The initial blog grew out of a discussion I’d had, where a number of people were debating the need to have a business representative or business-focused Project Manager involved in the design stages of a data warehouse. My own view is that business users should have input at every stage of the development. User buy-in is absolutely critical to the success of a business intelligence project, since they are the ultimate consumers of the information. If they don’t like it, they won’t use it – it’s as simple as that! Users need to be involved right from the start. They can save you a lot of additional, unforeseen work since they will tell you directly if anything is missing from the warehouse. I came across an example of this, where the report consumers were not involved at all until the training. During training, the users noted with a great deal of disappointment that quite a few of their key criteria were simply missing from the warehouse. This led to discouragement and a loss of user confidence in the system. The project was ultimately leading to failure; since the users could obtain these key criteria outside of the warehouse, they saw no need to use the new warehouse.

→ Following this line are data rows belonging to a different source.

PR #689, opened 2025-07-30
Rename load and store instructions to use Y as the data type

arichardson:
ARC requested this to ensure all RVY instruction include a Y character.
It also resolves the ARC concern that SC is very similar to the existing
store conditional instruction name.


tariqkurd-repo (approved):

arichardson:
I noticed that using `,subs=attributes+` in the wavedrom works, so we can avoid any raw uses of the instruction name and always use the macros.

tariqkurd-repo (approved):

Issue #617, opened 2025-05-28
ARC review changes since 0.9.5


tariqkurd-repo:
This issue is to track changes in the specification since 0.9.5.
There have been many extensive PRs during the review process, so spec changes can easily get lost or forgotten.

### Removal of options

1. Include Zstid in the base architecture (issue https://github.com/riscv/riscv-cheri/issues/582, PR https://github.com/riscv/riscv-cheri/pulls/588)
2. Include Zcherilevels in the base architecture, and remove >2 levels scheme (https://github.com/riscv/riscv-cheri/issues/568, https://github.com/riscv/riscv-cheri/pull/611, also see PR https://github.com/riscv/riscv-cheri/pull/631)
3. Loaded capabilities which are modified go to data trace _after_ modification (the option of tracing the raw data has been removed), (no issue, https://github.com/riscv/riscv-cheri/pull/596)
4. Remove support for dynamic XLEN, dynamic endianess, and for different XLEN or endianess between privilege levels (PR https://github.com/riscv/riscv-cheri/pull/736)

### Exceptions

1. Misaligned cap width memory accesses take access faults, not misaligned faults as they are not to be emulated (no issue, https://github.com/riscv/riscv-cheri/commit/12d8002ee5592443178278c23552f3485b9deb18)
2. Remove exceptions on branches, so that faults are taken at the target (issue https://github.com/riscv/riscv-cheri/issues/636, PR https://github.com/riscv/riscv-cheri/pull/644). A future extension may optionally add them back in (issue https://github.com/riscv/riscv-cheri/issues/647)
4. Add a PMA CHERI_VALID_TAG_FAULT to give the option of tag stripping or faulting to non-taggable memory (issue https://github.com/riscv/riscv-cheri/issues/638, PR https://github.com/riscv/riscv-cheri/pull/646)
5. Collapse exception types (issue https://github.com/riscv/riscv-cheri/issues/657, PR https://github.com/riscv/riscv-cheri/pull/654)
6. ASR checks are always PC.ASR (PR: https://github.com/riscv/riscv-cheri/pull/676)
7. CBO.INVAL detects PCC.ASR before any load/store checks (issue https://github.com/riscv/riscv-cheri/issues/660, PR https://github.com/riscv/riscv-cheri/pull/677)
[...]

PR #690, opened 2025-07-30
XRET should take an illegal instruction if PCC.ASR is missing, instead of PCC fault

tariqkurd-repo:
This one seems to have been an old thing left in the CSV file
I also removed pointless illegal instruction table as it's duplicate information in the main risc-v spec


tariqkurd-repo:
yes - I'm on board with that - if we say that XRET and CBO.INVAL take an illegal instruction fault if PCC.ASR is missing then it fits well with being detected in the decoder.

tariqkurd-repo:
fixes https://github.com/riscv/riscv-cheri/issues/692

src/cheri/tables.adoc
```diff
@@ -158,10 +158,3 @@ include::generated/xlen_dependent_encoding_insns_table_body.adoc[]
 NOTE: <<MODESW_CAP>>, <<MODESW_INT>> and <<SCMODE>> only exist in {cheri_cap_mode_name} if
 {cheri_int_mode_name} is _also_ present. A hart does not support the <<m_bit>>
 if it does not implement the {cheri_default_ext_name} extension.
-
-.Conditions for detecting illegal CHERI instructions
```
arichardson, line 162: Why did you remove this table? It still looks relevant?

arichardson:
It looks like there is also some text in the debug integration that needs updating:

> `As a result, the value of <<pcc>> is UNSPECIFIED in debug mode according
to this specification. The <<pcc>> metadata has no architectural effect in debug
mode. Therefore <<asr_perm>> is implicitly granted for access to all CSRs and
no _{cheri_excep_name_pc}_ is possible.`

arichardson:
And the following also needs to be illegal instruction:
```
4+| *CSR/Xret additional exception check*
| CSR*, <<MRET_CHERI>>, <<SRET_CHERI>>           | {cheri_excep_cause_pc}     | {cheri_excep_name_pc} | <<pcc>> does not have <<asr_perm>> when required for CSR access or execution of <<MRET_CHERI>>/<<SRET_CHERI>>
```

arichardson:
The title of this PR seems wrong? More like "take illegal instruction instead of CHERI PC fault"?

src/cheri/tables.adoc
tariqkurd-repo: it's mainly other illegals which are listed elsewhere in the RISC-V spec
the one CHERI exception table has all the necessary information

tariqkurd-repo:
I think one is good to go now......

arichardson:
Should probably add this to https://github.com/riscv/riscv-cheri/issues/617

src/cheri/tables.adoc
arichardson: Fair that sounds good to me.

arichardson:
> Should probably add this to #617

Done now.

PR #691, opened 2025-07-30
remove stale notes

tariqkurd-repo:


tariqkurd-repo:
I'm tracking changes relative to 0.9.5 in https://github.com/riscv/riscv-cheri/issues/617
No need to list them in the document.

PR #694, opened 2025-07-31
Move to using variables for mnemonics

tariqkurd-repo:
All non-load/store mnemonics are now set as variables so we can change them easily during ARC review
Load/store mnemonics have the same treatment in another PR


nwf:
I haven't checked exhaustively that this covers all cases, but this is probably a good plan.

tariqkurd-repo:
> I haven't checked exhaustively that this covers all cases, but this is probably a good plan.

yes - I expect the names to take a while to settle so this way we can respond easily

arichardson:
Pushed two tiny fixes, thanks for this! I'll go ahead and merge it to make it easier to settle on final names.

arichardson (approved):

PR #700, opened 2025-08-06
ISA renaming

tariqkurd-repo:
no specification changes - only ISA renaming and using the same ISA descriptions in the spreadsheet and the instruction pages


src/cheri/insns/cmv_16bit.adoc
```diff
@@ -15,8 +15,6 @@ Expansion::
 Suggested assembly syntax::
 `mv cd, cs2`
 
-NOTE: This encoding is shared with integer `c.mv`.
```
arichardson, line 18: I think it's still useful to say that we remap this encoding? There is no integer move in compressed opcode space.

src/cheri/attributes.adoc
```diff
@@ -95,61 +95,107 @@ endif::[]
...
-:SCMODE_LC:    ywmode
+:SCSS_DESC:    Capability less than comparison including {ctag}
+
+:SCMODE:       YMODEW
+:SCMODE_LC:    ymodew
+:SCMODE_DESC:  Set capability execution mode
+
+:C_MV_CAP:     C.MV
+:C_MV_CAP_LC:  c.mv
+:C_MV_CAP_DESC: Capability register copy, 16-bit encoding
```
arichardson, line 166: I don't think we can use this one since it  is confusing  compared to `mv` for integers. The addi*sp ones are non ambiguous since we are adding to so so it needs to be a pointer operand but this one I do think we need to rename.

src/cheri/insns/cmv_16bit.adoc
tariqkurd-repo: Maybe the note should say something like "In RVY c.mv copy YLEN-bit registers"

src/cheri/attributes.adoc
tariqkurd-repo: but surely they'll all the same? C.ADDI4SPN is going to refer to `sp` without stating whether it's XLEN or YLEN
so from the disassembly you won't know without looking at the surrounding code for C.ADDI4SPN, C.ADDI16SP, C.MV

tariqkurd-repo: or maybe you can argue that C.ADDI4SPN, C.ADDI16SP will be listed as ADDYI

src/cheri/insns/cmv_32bit.adoc
```diff
@@ -16,9 +16,7 @@ Mnemonic::
 `{cmv_lc} cd, cs1`
 
 Suggested assembly syntax::
-`mv cd, cs1`
-
-NOTE: The suggested assembly syntax distinguishes from integer `mv` by operand type.
+`{cmv_lc} cd, cs1`
```
marnovandermaas, line 19: Is there a difference between `CMV_LC` and `cmv_lc`?

arichardson: asciidoc is case-insensitive with the macros, I've just been using "lowercase" attribute names for the "_lc" lowercase macros.

src/cheri/attributes.adoc
```diff
@@ -95,61 +95,107 @@ endif::[]
...
-:SCMODE:       YWMODE
-:SCMODE_LC:    ywmode
+:SCSS_DESC:    Capability less than comparison including {ctag}
+
+:SCMODE:       YMODEW
+:SCMODE_LC:    ymodew
+:SCMODE_DESC:  Set capability execution mode
+
+:C_MV_CAP:     C.MV
+:C_MV_CAP_LC:  c.mv
```
```suggestion
:C_MV_CAP:     C.YMV
:C_MV_CAP_LC:  c.ymv
```

arichardson (approved):
LGTM with one small change. We also need to raise an issue for ACPERM.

My brief was to turn this situation around to ensure successful delivery of the project. The first step in doing so was ensuring that the users all had their say in the content of the data warehouse. Since these omissions had been discovered during the training phase, the project had been at a mature stage of development at that point of time. Thus, there was a considerable amount of re-work at every stage of the project to ensure that the warehouse contained the business users’ requirements to support their decision making processes. Needless to say, if the business users had been involved at the beginning, there would have been no need for the extensive re-work.
When building a data warehouse, it can be tempting to exclude users and to ultimately dictate a solution to them. This is particularly the case where users have never been exposed to a business intelligence solution and have a long journey ahead of them to understand the difference between a data warehouse, and a database. This situation is compounded by the fact that developers are not always the most gregarious people, and may possibly even be naturally disinclined to speak with customers.

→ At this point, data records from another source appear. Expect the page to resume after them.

PR #703, opened 2025-08-06
rename execution modes

tariqkurd-repo:
fixes https://github.com/riscv/riscv-cheri/issues/704


jrtc27:
This feels like a real case of "The missile knows where it is at all times. It knows this because it knows where it isn't."

On a more serious note, describing things by what they are not is generally less helpful than describing things by what they are. The previous names told you what they did. The new names don't so much. "CHERI-mode" also isn't accurate; both modes are CHERI, the processor is a CHERI one and CHERI is always enabled (PCC and DDC are always there constraining things), the difference is in whether loads and stores take an integer or capability operand. Which is what the existing names capture.

Issue #699, opened 2025-08-05
Introduce a CSR that defines the capability format


arichardson:
This allows future extensibility of the capability format and allows CHERIoT to be RVY+Xcheriot.

I imagine the register should be unprivileged rather than m-mode only so that userspace can detect the format easily without kernel support.

Naming: How about `ycfg`? I initially thought we would use `yfmt` but if we use a more generic name such as `ycfg` we could add other discoverable properties to the register in the future.

For now we could reserve the low N bits for format and keep space for future fields.
Not sure how many bits we need - maybe just reserve 8?

The spec can define following values of the CSR:
- 1 = current appendix in the spec
- 2 = CHERIoT

Or should we start allocating from 0?

CC: @davidchisnall @nwf @tariqkurd-repo

jrtc27:
How does anyone ever write portable code when the encoding of AUIPC can change? How do toolchains (compilers, assemblers and/or linkers) implement that? How do RELATIVE-style relocations work when you don't know the capability format?

I guess the real question is: in what world do you have code that actually dynamically queries the encoding and works with both? If never, then what's the point?

tariqkurd-repo:
Fixed by https://github.com/riscv/riscv-cheri/pull/709

PR #709, opened 2025-08-14
capability encoding version CSR

nwf:
Is this the kind of thing people had in mind?

### DIFF
--- a/src/cheri/hypervisor-integration.adoc
+++ b/src/cheri/hypervisor-integration.adoc
@@ -141,6 +141,20 @@ of the data is UNSPECIFIED.
 .Virtual supervisor thread identifier capability register
 include::img/vstidcreg.edn[]
 
+[#vsycfg,reftext="vsycfg"]
+=== Virtual Supervisor CHERI Capability Encoding (vsycfg)
+The <<vsycfg>> register is used to identify which CHERI capability encoding is used by the platform.
+The capability encoding both determines the in-memory representation of a CHERI capability
+and entails a set of extensions present atop {cheri_base_ext_name}.
+The CSR exists in the _writable_ namespace and all bits are defined to be WARL,
+but, absent any future extensions, it is expected that each implementation has exactly one legal value.
+For the meaning of the individual fields, refer to the <<uycfg>> register in the unprivileged specification.
+
+.Virtual Supervisor CHERI capability encoding CSR (`vsycfg`) format
+[#vsycfg_csr_structure]
+include::img/ycfgreg.edn[]
+
+
 === "Smstateen/Ssstateen" Integration
 The new TID bit controls access to the <<vstidc>> CSR.
 
--- a/src/cheri/riscv-unpriv-integration.adoc
+++ b/src/cheri/riscv-unpriv-integration.adoc
@@ -163,10 +163,10 @@ In a typical load/store unit, the expansion of the bounds from `{cs1}` and bound
 A compressed format is used to encode the bounds with a scheme similar to floating-point using an exponent and a mantissa.
 Therefore small exponents can allow byte granularity on the bounds, but larger exponents give coarser granularity.
 
-The bounds encoding format is defined in <<section_cap_bounds>>.
+The {cheri_base_ext_name} bounds encoding format is defined in <<section_cap_bounds>>.
 
-NOTE: Future extensions may redefine the bounds encoding format.
-  #ARC-COMMENT: if they redefine, then they wouldn't be a straightforward extension, but an incompatible alternative?#
+NOTE: Future extensions may use alternative bounds encoding formats.
+Software can query the capability format by reading the <<ycfg>> CSR.
 
 Software can query the capability bounds:
 
@@ -452,14 +452,23 @@ include::img/pccreg.edn[]
 ==== Added CSRs
 
 {cheri_base32_ext_name} and {cheri_base64_ext_name} add the YLEN-bit CSR shown in
-xref:utidc-csrnames-added[xrefstyle=short].
+xref:csrnames-added-y[xrefstyle=short] and the XLEN-bit CSR shown in
+xref:csrnames-added-x[xrefstyle=short].
 
-[[utidc-csrnames-added]]
+[[csrnames-added-y]]
 .Unprivileged capability CSRs added in {cheri_base_ext_name}
 [%autowidth,float="center",align="center",cols="<,<,<",options="header"]
 |===
 |YLEN CSR|Permissions|Description
 |<<utidc>>|RW, <<asr_perm>> required for writes, not reads|User Thread ID Capability
+|===
+
+[[csrnames-added-x]]
+.Unprivileged integer CSRs added in {cheri_base_ext_name}
+[%autowidth,float="center",align="center",cols="<,<,<",options="header"]
+|===
+|XLEN CSR|Permissions|Description
+|<<ycfg>>|WARL; see section for details|Capability encoding version
 |===
 
 [#utidc,reftext="utidc"]
@@ -508,6 +517,45 @@ used to implement a trusted stack. Whenever a compartment switch happens, the tr
 the caller and callee compartment avoid capability leaks between the two compartments.
 The trusted code can store capabilities on the trusted stack when calling out of a compartment and can install them
 when returning to the same compartment.
+=====
+
+[#ycfg,reftext="__x__ycfg"]
+===== CHERI Capability Encoding (__x__ycfg)
+
+The <<ycfg>> register is used to identify which CHERI capability encoding is used by the platform.
+The capability encoding both determines the in-memory representation of a CHERI capability
+and entails a set of extensions present atop {cheri_base_ext_name}.
+The CSR exists in the _writable_ namespace and all bits are defined to be WARL,
+but, absent any future extensions, it is expected that each implementation has exactly one legal value.
+This CSR is always present in the machine mode read/write CSR space;
+if the hart supports user mode, a `uycfg` register exists,
+if the hart supports supervisor mode, an `sycfg` register exists, and
+if the hart supports hypervisor mode, a `vsycfg` register exists.
+`sycfg` is always read-only, as is `vsycfg`, if it exists.
+`uycfg` is a read-only alias of `sycfg`, if it exists, or of `mycfg` otherwise.
+If the hypervisor extension is enabled, then `vsycfg` is WARL,
+updatable from M-mode or HS-mode with <<pcc>> granting <<asr_perm>>.
+
+The base specification defines the following values for `mycfg`, `sycfg`, and `uycfg`:
+|===
+|Version value|Encoding
+|0|Reserved (unspecified capability encoding)
+|0x001|<<app_cap_description>> capabilities, without <<section_zylevels1>> features
+|0x101|<<app_cap_description>> capabilities, with <<section_zylevels1>> features
+|0x002|Reserved for CHERIoT's (RV32-only) encoding
+|===
+
+Future extensions that change capability encoding are expected to define new values.
+Extensions that define encodings derived from <<app_cap_description>>
+are encouraged to preserve the bottom 8 bits as `0x01`.
+
+[NOTE]
+=====
+We suggest that only low-level, system software query this value directly.
+Operating systems and/or runtime environments should provide a mechanism for software
+to determine if the platform's capability encoding is backwards-compatible with a given, presumed encoding.
+Among other things, such a facility should be used as part of the platform executable loader
+to reject executables that expect unknown or known-incompatible CHERI features or capability encodings.
 =====
 
 ==== Extended CSRs
--- a/src/cheri/riscv-unpriv-integration.adoc
+++ b/src/cheri/riscv-unpriv-integration.adoc
@@ -561,8 +561,8 @@ The following values for `mycfg`, `sycfg`, and `uycfg` are defined:
 |===
 |Base Encoding|Features|Encoding
 | 0x0         | -      | Reserved (unspecified capability encoding)
-.2+|0x1       | 0x0    | <<app_cap_description>> capabilities, without <<section_zylevels1>> features
-              | 0x1   <| <<app_cap_description>> capabilities, with <<section_zylevels1>> features
+.2+|0x1       | 0x0    | <<app_cap_description, Default Encoding>> capabilities, without <<section_zylevels1>> features
+              | 0x1   <| <<app_cap_description, Default Encoding>> capabilities, with <<section_zylevels1>> features
 |0x2          | 0x0    | Reserved for CHERIoT's (RV32-only) encoding
 |===
 
--- a/src/cheri/riscv-unpriv-integration.adoc
+++ b/src/cheri/riscv-unpriv-integration.adoc
@@ -166,7 +166,7 @@ Therefore small exponents can allow byte granularity on the bounds, but larger e
 The {cheri_base_ext_name} bounds encoding format is defined in <<section_cap_bounds>>.
 
 NOTE: Future extensions may use alternative bounds encoding formats.
-Software can query the capability format by reading the <<ycfg>> CSR.
+Software can query the capability format by reading the <<uycfg>> CSR.
 
 Software can query the capability bounds:
 
@@ -468,7 +468,7 @@ xref:csrnames-added-x[xrefstyle=short].
 [%autowidth,float="center",align="center",cols="<,<,<",options="header"]
 |===
 |XLEN CSR|Permissions|Description
-|<<ycfg>>|WARL; see section for details|Capability encoding version
+|<<uycfg>>|RO; see section for details|Capability encoding version
 |===
 
 [#utidc,reftext="utidc"]
@@ -519,43 +519,20 @@ The trusted code can store capabilities on the trusted stack when calling out of
 when returning to the same compartment.
 =====
 
-[#ycfg,reftext="ycfg"]
-===== CHERI Capability Encoding (__x__ycfg)
+[#uycfg,reftext="uycfg"]
+===== CHERI Capability Encoding (uycfg)
 
-The <<ycfg>> register is used to identify which CHERI capability encoding is used by the platform.
+The <<uycfg>> register is a read-only XLEN CSR used to identify which CHERI capability encoding is used by the platform.
 The capability encoding both determines the in-memory representation of a CHERI capability
 and entails a set of extensions present atop {cheri_base_ext_name}.
-The CSR exists in the _writable_ namespace and all bits are defined to be WARL,
-but, absent any future extensions, it is expected that each implementation has exactly one legal value.
-This CSR is always present in the machine mode read/write CSR space;
-if the hart supports user mode, a `uycfg` register exists,
-if the hart supports supervisor mode, an `sycfg` register exists, and
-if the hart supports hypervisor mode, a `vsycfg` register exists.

I appreciate that it can be difficult to explain complex concepts, such as cubes, to business users. One customer told me that a ‘grey fog of confusion’ descended on his brain whenever he heard the word ‘cube’! However, I have found that using Microsoft BI products have helped business users to really see, understand and use their data have the ‘Aha!’ moment and to really understand. For example, showing business users the contents of a cube in Excel or in the Analysis Services browser supports their learning journey to the ‘Aha!’ moment.

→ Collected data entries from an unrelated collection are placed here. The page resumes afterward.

PR #712, opened 2025-08-18
Fix column heading for Table 21. Encoding of architectural permissions for MXLEN=32

david-henley:
This column lists the values for bits[2:0] within each quadrant, the heading was incorrect. Using "Encoding[2:0]" is consistent with the version of the table provided when cheri_nolevels is set.


david-henley:
@arichardson Sorry only just saw this. It looks like the commit on `main` has the correct email so I guess @tariqkurd-repo fixed it.

PR #633, opened 2019-11-14
[REF] account_invoice_change_currency: Fixed get rate at first currency convertion

luistorresm:
Before this commit, was returned the same currency that the invoice on
the onchange context, now is returned the currency recorded at the
messages with tracking values.

Cherry-pick from https://github.com/OCA/account-invoicing/pull/511/


moylop260:
Merging since that it is just a migration using cherry-pick

PR #642, opened 2019-12-04
[MIG][12.0] stock_picking_return_refund_option: Migrationto v12.0

sergio-teruel:
cc @Tecnativa TT20141
@Tardo @chienandalu Can yopu review?


pedrobaeza (approved):

stock_picking_return_refund_option/models/stock_picking.py
```diff
@@ -0,0 +1,83 @@
...
+            Each line to original value selected in return wizard by user.
+        """
+        for picking in self:
+            picking._update_stock_moves()
+            picking.set_delivered_qty()
+            picking.set_received_qty()
+
+    def _compute_is_return(self):
+        for picking in self:
+            if any(x.origin_returned_move_id for x in picking.move_lines):
```
Tardo, line 48:
```suggestion
            if any(picking.move_lines.mapped('origin_returned_move_id')):
```

stock_picking_return_refund_option/readme/USAGE.rst
```diff
@@ -0,0 +1,48 @@
...
+#. Go to *Sales > Sales Orders > Create*.
+#. Choose a customer and add a product whose *Invoicing Policy* is *Delivered
+   quantities*, and input some quantity to sell.
+#. Confirm the sale.
+#. Go to *Delivery > Validate > Apply*.
+#. Return to the sale order.
+#. Press *Create Invoice > Invoiceable lines > Create and View Invoices*.
+#. The created invoice's amount is the same you sold.
+#. Return to the sale order.
+#. Go to *Delivery > Reverse*.
```
Tardo:
```suggestion
#. Go to *Delivery > Return*.
```

Tardo (approved):
:+1: Tested on runbot... Only non-blocking suggestions.

chienandalu (approved):

stock_picking_return_refund_option/models/stock_picking.py
sergio-teruel: @Tardo I have done this for performance, with mapped method all stock move lines will be readed, with for method if the first record has field origin_returned_move_id to true, the other records will not be read...

sergio-teruel:
Changes Done!!

stock_picking_return_refund_option/models/stock_picking.py
pedrobaeza: When taking that performance design decisions, it's better to put a comment for avoiding future doubts about it.

sergio-teruel: Ok.. yes!!

PR #644, opened 2019-12-06
[11.0] [IMP] account_invoice_fiscal_position_update

feketemihai:
Add mapping also for the invoice account (receivable or payable)
Take invoice line account from normal method (done also in v12.0) to fix anglo saxon accounts mapping.

### DIFF
--- a/account_invoice_fiscal_position_update/models/account_invoice.py
+++ b/account_invoice_fiscal_position_update/models/account_invoice.py
@@ -29,26 +29,20 @@ class AccountInvoice(models.Model):
         inv_type = self.type
         for line in self.invoice_line_ids:
             if line.product_id:
+                account = line.get_invoice_line_account(
+                    inv_type, line.product_id, fp, self.company_id
+                )
                 product = line.with_context(force_company=self.company_id.id).\
                     product_id
                 if inv_type in ('out_invoice', 'out_refund'):
-                    account = (
-                        product.property_account_income_id or
-                        product.categ_id.property_account_income_categ_id)
-                    # M2M fields don't have an option 'company_dependent=True'
-                    # so we need per-company post-filtering
                     taxes = product.taxes_id.filtered(
                         lambda tax: tax.company_id == self.company_id)
                 else:
-                    account = (
-                        product.property_account_expense_id or
-                        product.categ_id.property_account_expense_categ_id)
                     taxes = product.supplier_taxes_id.filtered(
                         lambda tax: tax.company_id == self.company_id)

The users’ journey to understanding and confidence can be supported by actively involving them at different stages. One useful way of doing this is to get the user’s input when creating cubes. I achieved this by listing out the possible hierarchies and attributes in an Excel spreadsheet, asking the business team to organise them to reflect their business structures. Since they knew the business well, they did this easily. When they saw the completed cube, it was a real confidence boost for them to see that they had had direct input into the creation of the cube and that it was a correct translation of the data into their business needs. The business users’ confidence levels were increased by the fact that they could interact with the cube in the comfort zone of Excel. Ultimately, involving the customer at all stages directly helped them to accept the system. Getting business users to accept, understand and interact with a business intelligence solution is often one of the hardest parts of a BI project. However, in my experience as a BI practitioner, the Microsoft BI stack of products makes this easier since it is directly aimed at this group of users who will ultimately determine the success – or otherwise – of the Business Intelligence project. What’s the point of delivering a technically perfect solution if nobody will use it or can understand it? Solutions like
Tableau, XLCubed are an excellent addition to existing solutions since they enhance the analysis of the underlying data, and so they’re also worth considering.